On 14 August 2013, the Department of Defense (DoD) announced that it would provide spousal and family benefits to servicemembers in same-sex marriages on the same terms as it does to those in different-sex marriages. The benefits, which include health care coverage, housing allowances, military ID cards, and survivor benefits, can be claimed retroactive to 26 June, the day of the Supreme Court decision in United States v. Windsor that held the statute under which the U.S. military was withholding those benefits, Section 3 of the Defense of Marriage Act, unconstitutional. A same-sex marriage must be documented by a marriage certificate that establishes that the marriage was valid where it was celebrated. The DoD also announced that servicemembers who need to travel to a jurisdiction that allows them to marry will be afforded 7 days leave to do so, 10 days if they are stationed outside the U.S. Secretary of Defense Chuck Hagel said: "This will provide accelerated access to the full range of benefits offered to married military couples throughout the department, and help level the playing field between opposite-sex and same-sex couples seeking to be married". The DoD set 3 September as its target date for implementation.

On 13 September 2013, VA home loan benefits were extended to include same sex marriages.

===Europe===

====France====
Since 1999, civil solidarity pacts (PACS) can be entered into by same-sex and opposite-sex couples, but do not possess several rights that married couples have.
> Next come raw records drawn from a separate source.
PR #1127, opened 2021-03-08
fix(ui): display "Season" vs. "Seasons" as appropriate, and fix request block "Seasons" formatting

TheCatLady:
#### Description

Fixes cards to display "Season" if only one season is requested (if "ALL" badge is displayed, still shows "Seasons").

Also fixes formatting on request block; "Seasons" text was not the same color as other text in the request block.

image

#### To-Dos

#### Issues Fixed or Closed

N/A


sct:
I actually don't like the plurality here. I think it's fine to say Seasons for both a single selection and multiple.

TheCatLady:
> I actually don't like the plurality here. I think it's fine to say Seasons for both a single selection and multiple.

Ah really?  I think it's really odd and looks like a mistake. 😕  We display the correct plurality for networks/studios on the detail pages, and I really think we should fix this here as well.

sct:
> Ah really?  I think it's really odd and looks like a mistake. 😕  We display the correct plurality for networks/studios on the detail pages, and I really think we should fix this here as well.

I don't agree. Networks/Studios are a different case. Seasons is a list of badges representing each season. Feels better to me to just have it say one thing in both cases. 🤷‍♂️

TheCatLady:
> I don't agree. Networks/Studios are a different case. Seasons is a list of badges representing each season. Feels better to me to just have it say one thing in both cases. 🤷‍♂️

I think it would be particularly bad in cases where a single season is requested and it isn't the first season.  Because then you'd have text saying: "Seasons: [2]" for example, and it could be interpreted as a season count rather than a list of season numbers.

sct (approved):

PACS are recognized by the French Armed Forces, but consequently confer fewer abilities or benefits to (same-sex or opposite-sex) couples than marriages.
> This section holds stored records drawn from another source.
PR #1137, opened 2021-03-09
feat(notif): add "Media Automatically Approved" notification type

### LINKED ISSUE #1133: Media Requested notifications for auto-approved media
#### Description

It would be nice to be able to be notified of all media requests regardless of auto-approval setting. There are cases where something might be auto-approved but unable to be grabbed automatically, requiring manual intervention. Without a request notification, admin may not even be aware of a problem until the user follows up as to why media is missing.

#### Desired Behavior

Provide an option to send Media Requested notifications for auto-approved media.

Legislation passed by Parliament on 13 January 2011 granted military partners living under PACS equal access to pensions as those given to married opposite-sex couples. In France, same-sex couples are allowed to wed, and are eligible to full military family benefits under French law.

====Ireland====
The Irish Defence Forces allow for married service members to record their partnership status on their personnel file.

====Portugal====
Portugal allows all citizens to serve openly in the military regardless of sexual orientation, as the constitution explicitly forbids any discrimination on that basis, therefore openly allowing lesbians and gays to serve in the military. Their partners, married or not, are eligible for all benefits as is the case with other civil servants.

====United Kingdom====

Since December 2005, spouses in civil partnerships are entitled to spousal benefits (including life insurance benefits, pensions, employment benefits), immigration equality, and similar recognition as opposite-sex military spouses for tax purposes. Civil partners are also allowed accommodation in military housing, security clearance and allowances.
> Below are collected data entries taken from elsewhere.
PR #1143, opened 2021-03-10
refactor(ui): move user-related settings out of "General Settings"

TheCatLady:
#### Description

The "General Settings" page is getting really long, and user-related settings belong in their own tab.

Also, ~~further reduce page length in some cases by hiding~~ **_disable_** 4K-related permissions if the required 4K servers are not present.

#### To-Dos

#### Issues Fixed or Closed

N/A


sct:
I don't like the idea of hiding permission fields unless certain things are clicked. People won't even know the possibility for those options is there without first interacting with a different option. Even if it's related, I would prefer the possible permissions a user can select are always _visible_. Disabling them is fine, of course.

TheCatLady:
> I don't like the idea of hiding permission fields unless certain things are clicked. People won't even know the possibility for those options is there without first interacting with a different option. Even if it's related, I would prefer the possible permissions a user can select are always _visible_. Disabling them is fine, of course.

This doesn't hide permissions fields on click.  It simply removes permissions for which an Overseerr instance isn't set up to accommodate.  If there are no 4K servers linked, I don't see the reason why we should allow for setting of 4K permissions?  Similar to how the "Request 4K" buttons aren't displayed if there is no 4K server.

sct:
> > I don't like the idea of hiding permission fields unless certain things are clicked. People won't even know the possibility for those options is there without first interacting with a different option. Even if it's related, I would prefer the possible permissions a user can select are always _visible_. Disabling them is fine, of course.
> 
> This doesn't hide permissions fields on click. It simply removes permissions for which an Overseerr instance isn't set up to accommodate. If there are no 4K servers linked, I don't see the reason why we should allow for setting of 4K permissions? Similar to how the "Request 4K" buttons aren't displayed if there is no 4K server.

Because without someone setting up a 4K server, they may never even know it's _possible_ to set those permissions. They can stay disabled, but people should be aware they exist.

src/components/PermissionOption/index.tsx
```diff
@@ -67,7 +70,17 @@ const PermissionOption: React.FC<PermissionOptionProps> = ({
...
+          ((option.permission === Permission.REQUEST_4K ||
+            option.permission === Permission.AUTO_APPROVE_4K) &&
+            (!settings.currentSettings.movie4kEnabled ||
+              !settings.currentSettings.series4kEnabled)) ||
+          ((option.permission === Permission.REQUEST_4K_MOVIE ||
+            option.permission === Permission.AUTO_APPROVE_4K_MOVIE) &&
+            !settings.currentSettings.movie4kEnabled) ||
+          ((option.permission === Permission.REQUEST_4K_TV ||
+            option.permission === Permission.AUTO_APPROVE_4K_TV) &&
+            !settings.currentSettings.series4kEnabled)
```
sct, line 83: This is very difficult to understand. I think it's time we break out these checks from being inline. Instead of repeating ourselves constantly in this file.

TheCatLady: Done, and added comments to clarify each check 😺

sct (approved):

Since March 2014, UK military same-sex couples can get married (as well as UK civilians), under the Marriage (Same Sex Couples) Act 2013.

===Oceania===

====Australia====

On 9 December 2017 same-sex marriage was officially legalized throughout Australia. From 1 July 2009 couples of any sex have de facto the same legal rights and benefits as married couples. The Australian Defence Force policies on couples of any sex follow a directive from the Minister of Defense of 1 January 2010 that enforces the terms of the Same-Sex Relationships (Equal Treatment in Commonwealth Laws—Superannuation) Act 2008.

===New Zealand===

Same-sex civil unions became legal in 2005 and marriage became law in New Zealand in 2013.